A Modest Proposal for the 2018 World Cup

SOCHI, RUSSIA - MAY 15: Russian President Vladimir Putin greets participants of SCF Black Sea Tall Ships Regatta on May 15, 2
SOCHI, RUSSIA - MAY 15: Russian President Vladimir Putin greets participants of SCF Black Sea Tall Ships Regatta on May 15, 2014 in Sochi, Russia. Putin is having a one-week trip to Sochi. (Photo by Sasha Mordovets/Getty Images)

After Russia's exemplary job hosting the Sochi Olympics and the fine role it has played as a legitimate world power in the last month, it's only reasonable to expect great things from the 2018 World Cup in Russia. The wisdom and good taste of both the International Olympic Committee and FIFA are hard to overstate, and I congratulate them on all their previous and future venue choices as well as their history of irreproachable ethics.

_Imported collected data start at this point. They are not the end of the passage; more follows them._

Issue #3472, opened 2023-05-18
ERROR  Navigation timeout of 30000 ms exceeded


BacLuc:
On the print pod in production there is the following log line 3 times:
```
 ERROR  Navigation timeout of 30000 ms exceeded

  at LifecycleWatcher._LifecycleWatcher_createTimeoutPromise (node_modules/puppeteer-core/lib/cjs/puppeteer/common/LifecycleWatcher.js:162:12)
  at async Frame.goto (node_modules/puppeteer-core/lib/cjs/puppeteer/common/Frame.js:207:21)
  at async CDPPage.goto (node_modules/puppeteer-core/lib/cjs/puppeteer/common/Page.js:438:16)
  at async server-middleware/routes/pdfGeneratorNativeChrome.js:97:5

(took 10387581 millisecons / using 91.797464MB)
```

- [ ] Check if large pdf (or a slow api) lead to a timeout while rendering the pdf
- [ ] Fix it by either reducing the time to render the pdf or increase the timeout

carlobeltrame:
This has happened a few times since we increased the timeout and started tracking it in sentry.

BacLuc:
This did not happen anymore since #3478
and since the large camp with over 170 activities in summer 2023 is over.

Issue #3471, opened 2023-05-18
Errors in print not visible in sentry on production


BacLuc:
We have some errors in the print pod on production which are not visible in print.
```
Puppeteer load HTML content...

 ERROR  Navigation failed because browser has disconnected!

  at new LifecycleWatcher (node_modules/puppeteer-core/lib/cjs/puppeteer/common/LifecycleWatcher.js:83:223)
  at Frame.goto (node_modules/puppeteer-core/lib/cjs/puppeteer/common/Frame.js:206:25)
  at CDPPage.goto (node_modules/puppeteer-core/lib/cjs/puppeteer/common/Page.js:438:91)
  at server-middleware/routes/pdfGeneratorNativeChrome.js:97:16
  at process.processTicksAndRejections (node:internal/process/task_queues:95:5)
```

```
 ERROR  Protocol error (Network.setCookies): Invalid parameters Failed to deserialize params.cookies.value - BINDINGS: mandatory field missing at position 116

  at new Callback (node_modules/puppeteer-core/lib/cjs/puppeteer/common/Connection.js:61:35)
  at CallbackRegistry.create (node_modules/puppeteer-core/lib/cjs/puppeteer/common/Connection.js:106:26)
  at Connection._rawSend (node_modules/puppeteer-core/lib/cjs/puppeteer/common/Connection.js:216:26)
  at CDPSessionImpl.send (node_modules/puppeteer-core/lib/cjs/puppeteer/common/Connection.js:425:78)
  at CDPPage.setCookie (node_modules/puppeteer-core/lib/cjs/puppeteer/common/Page.js:383:70)
  at process.processTicksAndRejections (node:internal/process/task_queues:95:5)
  at async server-middleware/routes/pdfGeneratorNativeChrome.js:71:5
```

```
ERROR  Navigation timeout of 30000 ms exceeded

  at LifecycleWatcher._LifecycleWatcher_createTimeoutPromise (node_modules/puppeteer-core/lib/cjs/puppeteer/common/LifecycleWatcher.js:162:12)
  at async Frame.goto (node_modules/puppeteer-core/lib/cjs/puppeteer/common/Frame.js:207:21)
  at async CDPPage.goto (node_modules/puppeteer-core/lib/cjs/puppeteer/common/Page.js:438:16)
  at async server-middleware/routes/pdfGeneratorNativeChrome.js:97:5

```
On 2023-05-18 20:47 there were 13 errors in the log.

[...]

PR #3481, opened 2023-05-23
Print sentry

BacLuc:
## Changes

1. print: report caught error in pdfGeneratorNativeChrome.js

If you catch an error, you also have to report it.
Else it does not end up in sentry.

Issue: #3471

2. print: report console errors to sentry

That we also see errors when server side rendering the html for the pdf.

Issue: #3471

3. print: make timeout for html rendering configurable

A higher config value reduces the " ERROR  Navigation timeout of $CONFIG_VALUE ms exceeded"

Issue: #3472

4. print: make timeout for pdf rendering configurable

A higher config value reduces the " ERROR  Protocol error (Page.printToPDF): Printing failed  "

5. (optional): .helm/browserless: make connectionTimeout configurable

BROWSERLESS_CONNECTION_TIMEOUT_MS and PRINT_RENDER_PDF_TIMEOUT_MS were related
on the machine of @BacLuc

6. print: also log fetch errors which will then be sent to sentry

They are logged in development mode, but not in production mode by default.
Found the hooks by searching for "callHook("" in node_modules/\@nuxt,
and this hook was called in production mode after the fetch errors happened
with the fetch errors in the nuxt object.
This also helped: https://github.com/nuxt/nuxt/issues/7742#issuecomment-743205834

7. print: make read-timeout for ingress configurable

If we print a large pdf and this takes longer than 60s,
the ingress-nginx controller retries the request.
Default is 60s, https://nginx.org/en/docs/http/ngx_http_proxy_module.html#proxy_read_timeout

## Manual Tests
- [x] Not setting the new ENV Variables for the deployment leads to the defaults defined in the js code being used. (And the deployment still works)
- [x] Errors in the middleware appear in sentry: https://ecamp.sentry.io/issues/4201963682/?environment=pr3481.ecamp3.ch&project=5603959&query=is%3Aunresolved&referrer=issue-stream&stream_index=0
- [x] Render errors in the SSR appear in sentry
- [x] Fetch errors in the SSR appear in sentry
- [x] Increasing PRINT_RENDER_HTML_TIMEOUT allows to load more (or longer taking) html
- [x] Increasing PRINT_RENDER_PDF_TIMEOUT (With BROWSERLESS_CONNECTION_TIMEOUT_MS) allows to render a pdf which takes longer
- [x] Changing the ENV Variables for the deployment propagates to the containers

## Other findings


print/server-middleware/routes/pdfGeneratorNativeChrome.js
```diff
@@ -121,28 +123,32 @@ router.use('/pdfChrome', async (req, res) => {
     res.contentType('application/pdf')
     res.send(pdf)
   } catch (error) {
-    if (browser) {
-      browser.disconnect()
-    }
+    try {
```
usu: The nested try-finally block makes the code a bit difficult to read.

Wouldn't it be easier to just put the `process.sentry.captureException(error)` at the beginning of the catch-block, so we are sure that the error is immediately sent to sentry and we can then do the rest of the error handling? Thus avoid the nesting of try-catch-try?

.github/workflows/deployment-stage-prod.yml
```diff
@@ -86,6 +86,8 @@ jobs:
             --set php.oauth.jubladb.baseUrl='${{ secrets.OAUTH_JUBLADB_BASE_URL }}' \
             --set frontend.sentryDsn='${{ secrets.FRONTEND_SENTRY_DSN }}' \
             --set print.sentryDsn='${{ secrets.PRINT_SENTRY_DSN }}' \
+            --set print.renderHTMLTimeoutMs='${{ env.PRINT_RENDER_HTML_TIMEOUT_MS }}' \
```
usu: Shouldn't this be vars instead of env?

Do we actually intend to configure the timeouts differently for the various environments? If not, I'd also be ok to skip these 2 lines to keep the deployment command simpler.

usu (commented):
Nice, thanks for digging into this 👍

.github/workflows/deployment-stage-prod.yml
carlobeltrame: Not sure what you mean by "vars". If you meant default values in values.yaml, I would agree.

BacLuc: yes, they are vars, my bad.

I would like to be able to verify this before deploying to stage.
(and i think it would be better to unify the 2 deployment workflows, that for the configurable values it is always clear what you have to do.
Then you don't have to think where i make what configurable, but that you make it configurable and always in the same way.
It is important that everything works if the vars or the secret is not available if this is possible.)
In my experience you don't know in advance what should be configurable.

print/server-middleware/routes/pdfGeneratorNativeChrome.js
BacLuc: done

print/server-middleware/routes/pdfGeneratorNativeChrome.js
```diff
@@ -33,6 +33,14 @@ function measurePerformance(msg) {
   console.log(msg || '')
 }
 
+if (!process.sentry) {
+  process.sentry = {
```
usu: Hmm, not sure I like this way of overriding `process.sentry`. What if some other code somewhere checks for `process.sentry` at one point in the future, and then gets confused, because `process.sentry` it's not an actual sentry object.

If you don't want to have the if-clause below, wouldn't it be cleaner to have a `captureException` method here which is responsible to either raise a `sentry.captureException` or simply log to the console, depending on whether sentry is available or not?

.github/workflows/deployment-stage-prod.yml
usu: > In my experience you don't know in advance what should be configurable.

Not sure I got this last point. All parameters in `values.yaml` are configurable and hence `values.yaml` serves as the documentation what can be configured via `helm` command (for example for manual deployments).

I would object that we need to replicate all parameters which are theoretically configurable in our deployment scripts (they would get really really large; values.yaml has more than 200 lines at the moment). So unless we actually intend to have different values between dev/stage/prod I wouldn't list them in the deployment scripts.

If the intention is to play around with different values I'm ok. We can have them in and maybe remove later if we find good default values.

usu (approved):
Minor comment below. Rest looks good to me

usu (approved):

carlobeltrame (approved):
I was able to trigger a Sentry error by printing a PDF containing 30x the programme of GRGR: https://ecamp.sentry.io/issues/4271516151/?environment=pr3481.ecamp3.ch&project=5603959&query=is%3Aunresolved&referrer=issue-stream&stream_index=0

But times have also been tough recently in Eastern Europe, what with vicious, neo-Nazi, fascist thugs taking over Ukraine (according to several reports by the Russian government's official news agency.) To ease tensions between the two brother nations, I have a proposal I believe everyone can get behind: Holding the 2018 World Cup as a joint Russian-Ukrainian event.

Some would call this plan unfeasible. But I ask: Was it "unfeasible" to host the winter Olympics in one of Russia's warmest cities? No. It was not.

With tensions rising between traditional allies (and sometimes satellite states) Russia and Ukraine, what better way to say "no hard feelings" than for Russia to magnanimously host a game or two in Odessa or L'viv? Or even Kiev itself for that matter. Surely, there might be protests from some rabble-rousers or soccer hooligans, but Russia has shown itself to be quite effective at dealing with these elements. Their police's crowd control skills are the envy of every developed nation. And I'm sure Russia would be more than glad to lend Ukraine a hand with the preparations by relocating some of its military and intelligence forces into Ukraine proper.

I already envision the Kremlin's World Cup committee spreading its love of sport to Crimea and Donetsk. But who knows what other cities or regions, unilaterally and without any Russian prompting whatsoever, will decide to join Russia between now and 2018? Transnistria? South Ossetia? Riga? So what's the big deal of adding a few more cities to the list of host sites? The more the merrier.

I ask you, what sport brings people together more than soccer? Just picture this: Russian and Ukrainian children arm-in-arm, rooting for each other's teams with foreign journalists and tourists welcomed into what is obviously not a Potemkin village. That would be something to behold!

Perhaps we could ask Russia to hold a referendum.